> **Data for this exercise**:

PR #509, opened 2017-04-07
WEB-1328: Order summary always showing as $0.00

gsaray:
Order summary always showing as $0.00

 **JIRA**: https://mobify.atlassian.net/browse/WEB-1328

## Changes
- check key to subtotal

## How to test-drive this PR
- Run `npm run dev`
- Add an item and go to cart


web/app/utils/utils.js
```diff
@@ -146,3 +146,25 @@ export const requestIdleCallback = (fn) => {
         return setTimeout(() => fn(), 1)
     }
 }
+
+
+export const getLocationData = (formValues, registeredFieldNames) => {
```
jeremywiebe: In Mobify's PWA's `getXyz` usually refers to a redux-select selector.  This looks more like a parser, so maybe `parseLocationData()`?

web/app/utils/utils.js
```diff
@@ -146,3 +146,25 @@ export const requestIdleCallback = (fn) => {
...
+        const getRegisteredFieldValue = (fieldName) => {
+            return registeredFieldNames.includes(fieldName) ? formValues[fieldName] : undefined
+        }
+        address.country_id = getRegisteredFieldValue('country_id')
+        address.region_id = getRegisteredFieldValue('region_id')
+        address.postcode = getRegisteredFieldValue('postcode')
+        if (formValues.region) {
+            address.region = getRegisteredFieldValue('region')
+            // Remove the region_id in case we have an old value
+            delete address.region_id
```
jeremywiebe: I don't understand this.  On line 161 we assign this but then we remove it right away. Does `region` make `region_id` unnecessary?  

If so, could we maybe put the assignment of `region_id` in an `else` block instead of assigning and then `delete`ing it?

jnurse: Yes `region` makes `region_id` unnecessary, but we need to delete the key because even if we don't assign a new value to `region_id` on line 161, the object contains a `region_id` by default (see line 153). We still could move the `region_id` assignment to an `else` block, but we'll need to leave the line that deletes it.

PR #511, opened 2017-04-10
No longer parse plp text

DanielBrookRoberge:
The text on the PLP when there were no available products was parsed out of the PLP HTML. This PR removes that in favour of a built-in string. 

 **JIRA**: N/A

## Changes
- Use a string in the code rather than a parsed string when there are no items
- No longer pick out the string in the Merlin's parser.

## How to test-drive this PR
- Run `npm run dev`
- Go to an empty category (e.g. Charms)
- See that there is still text
- See that the text is not stored in the categories branch of the Redux store.


DanielBrookRoberge:
Weird, it was working last week. I'll look into it.

PR #515, opened 2017-04-10
WEB-1230: Implement log out functionality

mlworks:
**JIRA**: https://mobify.atlassian.net/browse/WEB-1230

## Changes
- Update local nav-item component to accept custom `onClick` behaviour
- Add `signOut` action which will display notification, update cart items and update the navigation menu

## How to test-drive this PR
- Run `npm run dev`
- Log into an account
- Navigate to Potions PLP
- Open menu and click on sign out
- Reopen menu and you should see sign in link again while Potions item is still highlighted


web/app/containers/app/actions.js
```diff
@@ -207,3 +207,30 @@ export const fetchSvgSprite = () => {
...
+                dispatch(addNotification({
+                    content: 'You are now signed out',
+                    id: 'signedOutNotification'
+                }))
+                dispatch(cartActions.getCart())
+
+                // Update navigation menu
+                // Need to request current location so when we are on Potions PLP
+                // the potions nav item will render as 'active'
+                makeRequest(window.location.href)
```
jnurse: Is this section needed? The correct nav item is showing for me without this piece.

mlworks: Oh yea I have to parse the navigation again because without this section, the sign out button doesn't get updated to sign in button.

web/app/components/nav-item/index.jsx
```diff
@@ -27,6 +28,16 @@ NavItemWithIcon.propTypes = NavItem.propTypes
 
 
 /**
+ * Project-specific NavItem which displays an icon on the left.
+ */
+export const NavItemWithOnClick = (props) => (
+    <ListTile {...props} children={props.title} className="c-nav-item c--with-icon" startAction={<NavItemIcon name="user" />} />
```
jnurse: Can you remove this children prop, and make {props.title} an actual child of the component?

web/app/containers/app/actions.js
jnurse: Fair enough. Do you think we'll ever need to chain this sign out action with other actions, and execute those other actions after this request has finished? If that's the case can you return this makeRequest call?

> **What is needed**: Would you copy every line of the entries that includes the word "then"?

> **Answer box**:
jeremywiebe: I don't understand this.  On line 161 we assign this but then we remove it right away. Does `region` make `region_id` unnecessary?  
If so, could we maybe put the assignment of `region_id` in an `else` block instead of assigning and then `delete`ing it?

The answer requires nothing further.